Le diverse letture della
decadenza
Il cambiamento fu evidente agli occhi di tutti coloro che vissero in quest’epoca, da Seneca il Vecchio a Petronio (che nei libri I e II del Satyricon inserisce un dibattito sulla decadenza dell’eloquenza), da Quintiliano a Tacito.

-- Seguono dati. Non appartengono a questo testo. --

PR #1038, opened 2020-02-27
init sketch

ladyada:
openweather based animated cloud

### DIFF
--- a/CircuitPython_WeatherCloud/code.py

Del fenomeno furono date diverse
letture:
a)
stilistico - formale e mirante a evidenziare il decadimento dei costumi
(> Quintiliano)
b)
storico - politica e mirante a fornire una spiegazione più pragmatica
(> Tacito)
Quintiliano
e l’Institutio oratoria
Obiettivo: restaurazione
dell’eloquenza
Strumento: rigenerazione
del sistema didattico - educativo attraverso un programma complessivo di
formazione culturale e morale che il futuro oratore deve seguire
scrupolosamente dall’infanzia fino all’ingresso nella vita pubblica.
Presupposto: la decadenza
dell’eloquenza è dovuta alla rilassatezza dei costumi. Educando i futuri
oratori a un regime di onestà e di virtù si rinnoverà l’intera retorica.
Il
problema della retorica
Nel secondo libro,
Quintiliano si sofferma ad analizzare la natura, il fine e l’utilità della
retorica:
“Prima di tutto vediamo che cosa sia la
retorica che viene definita invero variamente, ma che presenta due questioni:
si discute infatti sulla qualità della cosa stessa o sul collegamento delle parole. La prima e
principale differenza delle opinioni è su questo punto: alcuni ritengono che
anche gli uomini disonesti si possano chiamare oratori, altri (dei quali
seguiamo il parere) vogliono che questo nome e l’arte della quale parliamo sia
da attribuirsi solo agli uomini onesti. […]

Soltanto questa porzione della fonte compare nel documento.